Collected data:
□ □ □

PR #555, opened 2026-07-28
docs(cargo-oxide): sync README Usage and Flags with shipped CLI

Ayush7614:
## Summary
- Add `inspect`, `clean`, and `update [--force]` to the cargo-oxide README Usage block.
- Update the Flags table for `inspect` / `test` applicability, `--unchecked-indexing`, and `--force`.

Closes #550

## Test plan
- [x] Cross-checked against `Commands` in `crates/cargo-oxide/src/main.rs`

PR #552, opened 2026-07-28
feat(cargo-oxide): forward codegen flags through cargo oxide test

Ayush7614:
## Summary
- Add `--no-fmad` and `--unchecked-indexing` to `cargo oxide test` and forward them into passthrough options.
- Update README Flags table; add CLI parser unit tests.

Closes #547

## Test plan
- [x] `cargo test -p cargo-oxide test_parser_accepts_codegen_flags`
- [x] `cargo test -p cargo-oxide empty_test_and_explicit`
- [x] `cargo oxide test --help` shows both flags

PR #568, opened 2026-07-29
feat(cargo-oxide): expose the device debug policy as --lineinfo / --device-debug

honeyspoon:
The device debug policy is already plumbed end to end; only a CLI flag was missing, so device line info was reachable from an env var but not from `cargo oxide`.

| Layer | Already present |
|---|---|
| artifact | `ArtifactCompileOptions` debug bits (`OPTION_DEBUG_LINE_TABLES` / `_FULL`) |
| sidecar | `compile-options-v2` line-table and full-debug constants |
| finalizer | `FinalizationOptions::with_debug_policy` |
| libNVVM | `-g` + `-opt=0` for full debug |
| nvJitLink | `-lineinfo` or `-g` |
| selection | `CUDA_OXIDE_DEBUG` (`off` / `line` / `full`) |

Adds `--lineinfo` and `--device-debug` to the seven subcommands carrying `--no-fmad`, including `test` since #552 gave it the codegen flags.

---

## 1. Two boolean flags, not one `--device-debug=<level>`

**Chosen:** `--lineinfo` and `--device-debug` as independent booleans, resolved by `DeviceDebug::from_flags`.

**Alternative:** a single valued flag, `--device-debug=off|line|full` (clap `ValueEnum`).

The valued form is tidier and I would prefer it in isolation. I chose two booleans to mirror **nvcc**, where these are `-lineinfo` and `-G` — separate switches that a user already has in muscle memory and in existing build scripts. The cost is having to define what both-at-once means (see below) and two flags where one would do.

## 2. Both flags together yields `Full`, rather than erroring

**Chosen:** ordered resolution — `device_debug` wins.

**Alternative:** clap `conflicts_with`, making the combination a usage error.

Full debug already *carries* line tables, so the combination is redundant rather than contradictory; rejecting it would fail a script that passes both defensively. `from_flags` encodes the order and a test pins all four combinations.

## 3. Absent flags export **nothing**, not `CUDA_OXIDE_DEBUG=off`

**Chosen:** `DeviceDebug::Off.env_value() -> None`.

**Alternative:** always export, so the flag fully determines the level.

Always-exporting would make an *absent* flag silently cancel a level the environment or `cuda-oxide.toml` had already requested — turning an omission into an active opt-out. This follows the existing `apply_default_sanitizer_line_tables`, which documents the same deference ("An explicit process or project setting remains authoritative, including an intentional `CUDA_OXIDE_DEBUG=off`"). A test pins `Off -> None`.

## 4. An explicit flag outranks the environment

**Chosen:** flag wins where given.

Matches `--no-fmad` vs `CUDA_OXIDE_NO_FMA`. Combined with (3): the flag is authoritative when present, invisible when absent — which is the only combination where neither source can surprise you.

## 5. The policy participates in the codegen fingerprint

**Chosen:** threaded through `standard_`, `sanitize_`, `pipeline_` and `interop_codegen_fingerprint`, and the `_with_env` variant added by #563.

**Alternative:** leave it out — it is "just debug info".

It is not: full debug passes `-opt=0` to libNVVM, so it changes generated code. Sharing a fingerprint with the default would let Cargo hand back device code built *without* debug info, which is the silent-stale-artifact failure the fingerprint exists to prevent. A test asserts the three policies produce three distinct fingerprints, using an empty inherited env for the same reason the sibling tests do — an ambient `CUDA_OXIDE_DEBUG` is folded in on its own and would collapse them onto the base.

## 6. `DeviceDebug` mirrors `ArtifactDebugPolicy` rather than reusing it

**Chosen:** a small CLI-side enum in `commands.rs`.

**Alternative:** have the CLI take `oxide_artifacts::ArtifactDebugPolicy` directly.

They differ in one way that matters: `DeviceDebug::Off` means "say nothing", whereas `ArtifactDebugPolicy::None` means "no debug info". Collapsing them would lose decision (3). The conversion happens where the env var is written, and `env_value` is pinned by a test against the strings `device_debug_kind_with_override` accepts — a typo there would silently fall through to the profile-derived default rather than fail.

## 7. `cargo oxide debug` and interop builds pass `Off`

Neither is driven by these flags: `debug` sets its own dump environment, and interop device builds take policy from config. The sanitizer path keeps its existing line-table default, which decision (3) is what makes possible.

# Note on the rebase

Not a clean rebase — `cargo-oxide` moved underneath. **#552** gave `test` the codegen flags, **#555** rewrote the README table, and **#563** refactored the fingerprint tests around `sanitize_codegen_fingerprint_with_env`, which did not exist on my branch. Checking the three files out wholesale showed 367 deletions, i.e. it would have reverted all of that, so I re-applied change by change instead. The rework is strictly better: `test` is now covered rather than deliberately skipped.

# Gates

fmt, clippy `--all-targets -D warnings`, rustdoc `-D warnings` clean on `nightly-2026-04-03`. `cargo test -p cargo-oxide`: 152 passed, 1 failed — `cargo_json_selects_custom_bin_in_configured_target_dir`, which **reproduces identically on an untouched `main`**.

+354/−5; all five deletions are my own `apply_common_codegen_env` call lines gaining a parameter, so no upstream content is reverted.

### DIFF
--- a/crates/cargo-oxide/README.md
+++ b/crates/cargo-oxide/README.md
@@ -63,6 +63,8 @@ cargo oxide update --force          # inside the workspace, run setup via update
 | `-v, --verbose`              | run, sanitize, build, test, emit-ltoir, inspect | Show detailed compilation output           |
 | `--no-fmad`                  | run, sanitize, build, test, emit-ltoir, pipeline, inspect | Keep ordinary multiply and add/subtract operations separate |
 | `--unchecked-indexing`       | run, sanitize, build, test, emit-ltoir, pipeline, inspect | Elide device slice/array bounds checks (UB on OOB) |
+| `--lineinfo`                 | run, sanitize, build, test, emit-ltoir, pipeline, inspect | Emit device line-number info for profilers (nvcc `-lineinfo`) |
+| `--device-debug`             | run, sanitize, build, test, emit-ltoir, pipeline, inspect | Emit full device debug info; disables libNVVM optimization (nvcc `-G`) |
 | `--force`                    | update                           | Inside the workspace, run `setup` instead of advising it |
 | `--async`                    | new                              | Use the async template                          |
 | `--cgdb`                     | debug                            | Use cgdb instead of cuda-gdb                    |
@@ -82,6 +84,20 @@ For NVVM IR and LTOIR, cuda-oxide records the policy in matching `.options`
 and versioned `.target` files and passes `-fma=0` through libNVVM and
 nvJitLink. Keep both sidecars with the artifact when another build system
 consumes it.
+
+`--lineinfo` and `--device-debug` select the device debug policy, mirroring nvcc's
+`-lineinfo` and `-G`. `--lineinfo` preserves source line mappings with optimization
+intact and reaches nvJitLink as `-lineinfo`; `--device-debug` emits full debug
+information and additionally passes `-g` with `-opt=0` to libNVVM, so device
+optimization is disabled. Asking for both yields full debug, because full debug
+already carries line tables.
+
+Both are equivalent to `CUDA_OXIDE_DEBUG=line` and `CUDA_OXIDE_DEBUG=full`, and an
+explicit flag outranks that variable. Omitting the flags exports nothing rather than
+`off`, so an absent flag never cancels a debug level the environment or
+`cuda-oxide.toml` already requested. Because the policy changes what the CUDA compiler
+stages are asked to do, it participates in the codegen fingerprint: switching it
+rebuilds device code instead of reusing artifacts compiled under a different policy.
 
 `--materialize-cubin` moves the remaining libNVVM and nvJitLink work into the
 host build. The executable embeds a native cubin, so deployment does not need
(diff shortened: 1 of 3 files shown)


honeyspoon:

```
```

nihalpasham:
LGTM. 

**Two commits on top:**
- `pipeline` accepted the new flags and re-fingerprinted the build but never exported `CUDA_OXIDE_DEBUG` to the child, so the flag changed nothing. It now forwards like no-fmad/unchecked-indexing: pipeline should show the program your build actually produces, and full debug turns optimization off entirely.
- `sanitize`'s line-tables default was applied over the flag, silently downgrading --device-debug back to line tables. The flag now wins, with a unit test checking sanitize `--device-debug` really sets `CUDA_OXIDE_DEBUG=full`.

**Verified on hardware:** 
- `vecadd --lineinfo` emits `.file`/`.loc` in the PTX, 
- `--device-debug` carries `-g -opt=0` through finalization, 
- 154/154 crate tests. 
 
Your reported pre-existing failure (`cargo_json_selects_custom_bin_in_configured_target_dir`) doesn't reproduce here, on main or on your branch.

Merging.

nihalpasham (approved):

□ □ □

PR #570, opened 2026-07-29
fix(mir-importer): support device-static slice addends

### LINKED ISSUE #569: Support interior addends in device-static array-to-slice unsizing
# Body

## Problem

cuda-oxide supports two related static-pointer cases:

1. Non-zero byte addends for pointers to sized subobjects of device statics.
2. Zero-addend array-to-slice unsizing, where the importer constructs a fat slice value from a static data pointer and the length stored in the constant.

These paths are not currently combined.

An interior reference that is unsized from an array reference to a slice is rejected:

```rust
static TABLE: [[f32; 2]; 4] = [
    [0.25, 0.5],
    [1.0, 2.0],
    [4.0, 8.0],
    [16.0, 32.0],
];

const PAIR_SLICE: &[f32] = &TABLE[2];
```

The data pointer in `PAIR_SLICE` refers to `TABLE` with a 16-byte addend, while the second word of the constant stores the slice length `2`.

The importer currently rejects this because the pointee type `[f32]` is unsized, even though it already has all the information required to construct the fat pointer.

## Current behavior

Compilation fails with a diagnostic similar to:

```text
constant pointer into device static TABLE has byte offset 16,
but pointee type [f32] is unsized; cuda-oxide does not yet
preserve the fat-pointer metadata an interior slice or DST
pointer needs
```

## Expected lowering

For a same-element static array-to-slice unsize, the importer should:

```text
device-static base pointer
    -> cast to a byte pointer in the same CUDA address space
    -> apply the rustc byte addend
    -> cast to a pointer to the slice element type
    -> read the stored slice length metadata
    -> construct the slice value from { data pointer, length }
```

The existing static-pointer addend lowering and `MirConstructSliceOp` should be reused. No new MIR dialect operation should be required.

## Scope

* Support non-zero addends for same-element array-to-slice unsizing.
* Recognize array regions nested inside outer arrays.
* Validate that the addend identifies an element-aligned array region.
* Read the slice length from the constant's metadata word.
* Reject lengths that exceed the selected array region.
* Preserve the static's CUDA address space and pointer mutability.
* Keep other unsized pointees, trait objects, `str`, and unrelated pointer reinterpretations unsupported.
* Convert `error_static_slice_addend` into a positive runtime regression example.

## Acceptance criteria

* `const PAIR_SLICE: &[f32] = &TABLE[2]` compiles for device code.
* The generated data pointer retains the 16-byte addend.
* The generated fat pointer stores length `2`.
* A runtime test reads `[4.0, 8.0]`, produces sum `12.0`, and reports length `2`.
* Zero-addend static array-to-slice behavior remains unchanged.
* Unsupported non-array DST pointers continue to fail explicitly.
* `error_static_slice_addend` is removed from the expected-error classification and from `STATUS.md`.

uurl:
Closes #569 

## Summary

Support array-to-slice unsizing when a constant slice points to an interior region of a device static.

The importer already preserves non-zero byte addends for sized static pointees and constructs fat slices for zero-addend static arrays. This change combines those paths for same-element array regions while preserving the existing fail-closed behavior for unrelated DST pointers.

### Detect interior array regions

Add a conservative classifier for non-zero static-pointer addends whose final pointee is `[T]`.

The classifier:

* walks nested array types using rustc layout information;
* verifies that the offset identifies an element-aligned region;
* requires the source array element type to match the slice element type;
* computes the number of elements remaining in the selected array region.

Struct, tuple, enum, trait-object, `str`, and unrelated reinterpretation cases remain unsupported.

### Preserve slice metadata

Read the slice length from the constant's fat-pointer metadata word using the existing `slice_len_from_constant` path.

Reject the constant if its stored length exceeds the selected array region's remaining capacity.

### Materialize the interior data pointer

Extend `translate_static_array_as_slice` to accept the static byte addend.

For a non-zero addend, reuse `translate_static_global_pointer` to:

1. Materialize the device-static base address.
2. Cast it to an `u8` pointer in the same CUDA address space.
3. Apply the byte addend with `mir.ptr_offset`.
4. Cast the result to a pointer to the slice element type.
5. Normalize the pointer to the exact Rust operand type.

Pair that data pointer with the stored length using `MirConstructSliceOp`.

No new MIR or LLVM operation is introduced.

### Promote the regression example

□ □ □

## Work instructions
In the entries above, which lines hold the string "setup"? Report all of them.

## Solution for this problem
@@ -63,6 +63,8 @@ cargo oxide update --force          # inside the workspace, run setup via update
 | `--force`                    | update                           | Inside the workspace, run `setup` instead of advising it |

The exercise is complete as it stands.